Thanks I really appreciate you’re input and advice. I am more nuts and bolts than mathematics.

I am converting a 1961 Lambretta using a 5 KW BLDC Motor and 300a controller with Regen braking. It will be around 200lbs with the old engine, tanks etc taken out. I am mounting the motor and suspension by fabricating a subframe so that I don’t have to cut or weld onto a classic bike and can turn it back to stock if required.

Thing is I need a bit of range as I am approx 10 miles out of town, doesn’t have to be super quick but 55 mph would be good.

If I go for 20 number 18650 in parallel x 20(3.7v) do you think that is achievable?

Cheers


----------



## brian_ (Feb 7, 2017)

Banham361! said:


> I am converting a 1961 Lambretta using a 5 KW BLDC Motor and 300a controller with Regen braking.
> ...
> I am mounting the motor and suspension by fabricating a subframe so that I don’t have to cut or weld onto a classic bike and can turn it back to stock if required.
> ...
> If I go for 20 number 18650 in parallel x 20(3.7v) do you think that is achievable?

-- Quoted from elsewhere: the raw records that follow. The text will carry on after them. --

PR #8167, opened 2025-09-26
[DENG-6243] Use event_monitoring_live in aggregates query

BenWu:
## Description

Implementing DENG-6243 to use the materialized view that has the same data because I don't want to keep trying to make the query use less memory.  This fixed the query in my tests and only took 11 minutes to run.  

This makes event_monitoring_aggregates have duplicates from the live table but I found that duplicates are <0.1% based on https://sql.telemetry.mozilla.org/queries/110886/source which is a lot lower than I thought.

* DENG-6243
* https://bugzilla.mozilla.org/show_bug.cgi?id=1989142


sql_generators/glean_usage/templates/event_monitoring_aggregates_v1.query.sql
```diff
@@ -5,44 +5,106 @@ WITH
...
-            event.category = "uptake.remotecontent.result"
-            AND event.name IN ("uptake_remotesettings", "uptake_normandy")
-            AND mozfun.norm.extract_version(client_info.app_display_version, 'major') >= 143
-            AND sample_id != 0
-          ) IS NOT TRUE
-        {% endif %}
+        DATE(submission_date) = @submission_date
+    )
+  {% else %}
+    {% for events_table in event_tables_per_dataset[dataset['bq_dataset_family']] -%}
```
BenWu, line 31: below this is whitespace changes so setting hide whitespace will make it easier to read

sql_generators/glean_usage/templates/event_monitoring_aggregates_v1.metadata.yaml
```diff
@@ -13,6 +13,14 @@ scheduling:
   arguments: [
     "--billing-project", "moz-fx-data-backfill-3"
   ]
+  {% if manual_refresh_apps -%}
+  depends_on:
+  {%- for app in manual_refresh_apps %}
+    - dag_name: bqetl_materialized_view_refresh
+      task_id: {{ app }}_derived__event_monitoring_live__v1
+      execution_delta: -23h45m  # wait for the hourly run at 1:45
```
sean-rose: **suggestion (blocking):** The execution delta is applied to the data interval starts of the runs, which for the 01:45 hourly run would be 00:45, so to get from 02:00 the previous day to 00:45 the next day would be 22:45.
```suggestion
      execution_delta: -22h45m  # wait for the hourly run at 1:45
```

sean-rose: With @BenWu out and the `firefox_desktop_derived.event_monitoring_aggregates_v1` ETL failing again, I'm going ahead and merging this PR with my suggested code change.

sean-rose (approved):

Using a rough value of 45 grams for a single 18650 cell, 400 of them would be 18 kg (or 40 pounds). If they were packed in a rectangular array (400 rectangular box shapes each 18 mm square by 65 mm long) the combination would occupy 8.4 litres... and much more (volume and weight) by the time packaging and wiring is considered. Is that a reasonable size for this scooter?

I assume that the battery will under the seat where the stock fuel tank is located. In photos it appears that there are two tanks... whatever the second tank might be, it would presumably need to be replaced by the battery.


----------



## Banham361! (Oct 29, 2017)

The second box is a tool box and a filter box in the middle. I?m ok for weight and volume but not so sure electrically capacity wise. Tony


----------



## Solarsail (Jul 22, 2017)

Banham361! said:


> Thanks I really appreciate you’re input and advice. I am more nuts and bolts than mathematics.
> 
> I am converting a 1961 Lambretta using a 5 KW BLDC Motor and 300a controller with Regen braking. It will be around 200lbs with the old engine, tanks etc taken out. I am mounting the motor and suspension by fabricating a subframe so that I don’t have to cut or weld onto a classic bike and can turn it back to stock if required.
> 
> ...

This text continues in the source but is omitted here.